Left ventricular decompression through a patent foramen ovale in a patient with hypertrophic cardiomyopathy: a case report
© Ando' et al; licensee BioMed Central Ltd. 2004
Received: 05 January 2004
Accepted: 16 January 2004
Published: 16 January 2004
The foramen ovale is considered an unidirectional flap-like valvular structure. Yet, it may increase in size and allow a continuous left-to-right shunt in order to reduce left ventricular filling pressures.

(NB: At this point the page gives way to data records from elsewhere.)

Issue #513, opened 2024-05-17
ICE Lite is not considered when determining ICE controlling/controlled


OxleyS:
We currently [set str0m unconditionally as the ICE controller](https://github.com/algesten/str0m/blob/main/src/change/sdp.rs#L565) when it is the initial offerer. However, according to [RFC 5245 Section 5.2](https://www.rfc-editor.org/rfc/rfc5245#section-5.2):

> One agent full, one lite:  The full agent MUST take the controlling role, and the lite agent MUST take the controlled role.

Assuming the other end is a full agent, str0m in lite mode must set itself as controlled, even as the initial offerer. If that's all there was to it, I'd just go straight to opening a PR 🙂  However, the RFC also says:

> Both lite:  The agent that generated the offer which started the ICE processing MUST take the controlling role, and the other MUST take the controlled role.

So in this instance, str0m would be doing the right thing, but it's not clear how we're supposed to tell whether the other side is ICE lite or not if we're the initial offerer (and thus have no remote `ice-lite` attribute to base it on). We would have to switch our role based on the answer, I think, but [that might be too late?](https://github.com/algesten/str0m/blob/main/src/ice/agent.rs#L377)

Not entirely clear what the best approach here may be (other than utilizing direct API, of course). While I decided against using ICE Lite in my project, since I found this I thought it might be good to file anyway, at least.

algesten:
Nice find!

That documentation about panic seems wrong. I can't see any reason this would panic. However changing the controlling after starting to form pairs of local-remote candidates would be wrong (since it affects candidate prio).

I think this is a simple fix, we can change the controlling mode given the response from the remote. So if we are `ice-lite` and remote answers `ice-lite`, we change controlling to true, since we were the offerer.

OxleyS:
Ah, okay, I wasn't sure if it was okay to change the controlling mode at the point of receiving the answer, but I can see how it is. I might take a stab at this next week.

PR #519, opened 2024-05-23
SDP negotiation now considers ICE Lite when determining ICE role

OxleyS:
Resolves https://github.com/algesten/str0m/issues/513. However, it does not make Lite-to-Lite connections fully functional - details below.

[RFC 5245](https://www.rfc-editor.org/rfc/rfc5245#section-5.2) says:
- In a Full-to-Full connection, the initial offerer takes the controlling role in ICE.
- In a Full-to-Lite connection, the Full peer takes the controlling role, regardless of which side offered.
- In a Lite-to-Lite connection, again the initial offerer takes the controlling role.

However, behavior prior to this PR would always consider the initial offerer to be controlling, irrespective of ICE Lite. This discrepancy caused role confusion and thus connection issues when the initial offerer was ICE Lite, regardless of that offerer being str0m itself or another client.

The RFC's logic can be implemented quite directly in our SDP negotiation code. The only bit of complication is in the Lite-to-Lite case, where we initially set ourselves as controlled when offering, but have to switch roles once we learn the remote peer is also ICE Lite via its SDP answer.

With this, Full-to-Full and Full-to-Lite should be fully functional in both offering directions. Lite-to-Lite will at least have the correct role set now, but there are other deficiencies in the ICE implementation that keep this case non-functional, namely the clash between the code both requiring connectivity checks and being unable to perform them. I haven't had time to dig deep into these issues yet, so I can't point out specific code. Since this case is exceedingly rare, though, resolving issues for the much more common Full-to-Lite case is more immediately valuable.

### DIFF
--- a/docs/ice.md
+++ b/docs/ice.md
@@ -76,6 +76,13 @@ Global Ta pacing is out of scope this implementation.
 
 We do not switch ice-lite during a session.
 
+## One or both sides must be ICE-Full
+
+Handling connections where both sides are ICE-Lite requires specialized logic,
+such as assuming connectivity without checks, after-the-fact candidate pair
+reconciliation, and switching roles after initial determination. We consider
+both sides being ICE-Lite exceedingly rare and thus do not support this case.
+
 ## ICE role conflicts won't happen
 
 https://datatracker.ietf.org/doc/html/rfc8445#section-6.1.1
--- a/src/change/sdp.rs
+++ b/src/change/sdp.rs
@@ -85,8 +85,11 @@ impl<'a> SdpApi<'a> {
         }
 
         if !self.rtc.dtls.is_inited() {
-            // The side that makes the first offer is the controlling side.
-            self.rtc.ice.set_controlling(false);
+            // The side that makes the first offer is the controlling side, unless they
+            // are ICE Lite and we are ICE Full, in which case the roles are reversed.
+            self.rtc
+                .ice
+                .set_controlling(offer.session.ice_lite() && !self.rtc.ice.ice_lite());
         }
 
         // Ensure setup=active/passive is corresponding remote and init dtls.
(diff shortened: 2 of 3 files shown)


algesten:
Thanks for looking into this! 

> resolving issues for the much more common Full-to-Lite case is more immediately valuable.

For my understanding: the issues with Full-to-Lite in the current code is that str0m would assume controlling role also as Lite, if it is the first offerer?

algesten:
> Lite-to-Lite will at least have the correct role set now, but there are other deficiencies in the ICE implementation that keep this case non-functional, namely the clash between the code both requiring connectivity checks and being unable to perform them.

This is happening because str0m in ice-lite mode will not make connectivity checks. In the Lite-to-Lite scenario, it sounds like the offerer must not only become controlling, but also take the Full role to start connectivity checks.

OxleyS:
> For my understanding: the issues with Full-to-Lite in the current code is that str0m would assume controlling role also as Lite, if it is the first offerer?

Yes, in this scenario you would end up with both sides claiming to be the controlling role. But also going the other way, if a Lite client makes an initial offer to Full str0m, with the current code they would both claim to be the controlled role.

> That sounds like a lot of work for a fringe edge case. I suggest we state str0m does not support Lite-to-Lite and throw an Error to reject the OFFER/ANSWER when we detect this situation.

I definitely agree. Even if we did implement support for it, I can see it being very easy to accidentally break without anybody noticing. As long as we explicitly check for and reject this case as you suggest, it seems reasonable to not support it. Shall I modify the PR to do so?

algesten:
> I definitely agree. Even if we did implement support for it, I can see it being very easy to accidentally break without anybody noticing. As long as we explicitly check for and reject this case as you suggest, it seems reasonable to not support it. Shall I modify the PR to do so?

Yes please!

OxleyS:
Oops, I forgot to update the doc. I'll do that now.

algesten (approved):
Looks great!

We report the case of a 63-year-old woman with hypertrophic cardiomyopathy, referred for percutaneous closure of a coexisting secundum atrial septal defect. Before catheterization, however, transesophageal echocardiography revealed a continuous left-to-right shunt within the atrial septum, thus suggesting the diagnosis of patent foramen ovale with stable left-to-right shunt. At catheterization, performed under general anesthesia and transesophageal echocardiographic monitoring, left ventricular early- and end-diastolic pressures were 2 and 12 mmHg and pulmonary-to-systemic flow ratio was 1.4. Provocative maneuvers were not able to reverse the shunt. In order to assess the effect of the increased left ventricular preload due to the abolition of the shunt, an Amplatzer sizing balloon was inflated for 5 minutes across the patent foramen ovale. Diastolic pressures rose up to 5 and 18 mmHg, respectively. Such a worsening of left ventricular function suggested us not to perform the closure procedure.
Transcatheter closure of any interatrial communication with stable left-to-right shunt induces an abrupt overload of the left ventricle that may cause acute heart failure in patients with coexisting left ventricular dysfunction. The hemodynamic evaluation of left ventricular function during transient abolition of the shunt is an useful tool in order to establish the most correct therapeutic strategy. The closure procedure should not be performed if a worsening of left ventricular function occurs.
Transcatheter percutaneous closure of ASD is recommended as a preferable alternative to surgical repair, since excellent results in terms of efficacy and complications  are associated with shorter hospitalization and lower morbidity . It should be kept in mind, yet, that the sudden interruption of the left-to-right shunt at the time of the definitive percutaneous closure causes an abrupt LV overload and a consequent increase in myocardial oxygen consumption. Such hemodynamic changes may be harmful in patients with LV dysfunction  and in elderly patients  with reduced LV compliance and can lead to acute heart failure [3–6]. Thus, whenever an ASD coexists with LV dysfunction, a rapid evaluation of the hemodynamic effects of the abolition of the left-to-right shunt is useful for clinical decision making.
We report the case of an apparent secundum ASD in whom both TEE and a real-time hemodynamic evaluation of LV function during transient abolition of the shunt helped us to advance the most accurate diagnosis and to establish the most correct therapeutic strategy.
The wide application of contrast TEE has revealed that paradoxical embolism through a PFO is likely to represent an under-recognized cause of stroke , but fewer reports have highlighted the possibility of a stable left-to-right shunt through a PFO , since the foramen ovale is generally considered an unidirectional flap-like valvular structure, that is functionally closed when left atrial pressure is higher than right. Nevertheless, it has been speculated that the foramen ovale may increase in size and allow a left-to-right overflow secondary to pressure-induced left atrial enlargement ; such a shunt may be easily misdiagnosed as secundum ASD at transthoracic echocardiography. Moreover, in the case of LV restrictive physiology, like in hypertrophic cardiomyopathy, a continuous left-to-right shunt through a PFO may act as an unloading mechanism for the left atrial chamber finalized at reducing LV filling pressures. Therefore it may be useful, in such cases and prior to any interventional procedure, to perform, under the controlled conditions due to general anesthesia, a rapid hemodynamic evaluation of the effect of the transient abolition of the shunt on LV function. This evaluation can easily be obtained with the inflation of the sizing balloon across the interatrial communication. The percutaneous closure procedure should not be performed if a worsening of LV function occurs.
The abrupt LV overload due to transcatheter closure of ASD may induce acute heart failure in patients with associated LV dysfunction. The assessment of LV filling pressures during transient abolition of the shunt permits a real time evaluation of LV function in the new hemodynamic conditions that is useful to clinicians in order to manage the patient with the most appropriate therapeutic strategy. Such evaluation should be performed, prior to definitive closure of any abnormal interatrial communication with a stable left-to-right shunt, in all patients with coexisting LV dysfunction in whom the consequent increase in LV preload could not be hemodynamically tolerated and lead to acute heart failure.
List of abbreviations
Atrial Septal Defect
Patent Foramen Ovale
GA has received a grant by the Italian Society of Cardiology for a Fellowship in Interventional Cardiology at the Department of Cardiac Surgery of the Tor Vergata University of Rome.
Written consent was obtained from the patient for the publication of this case report.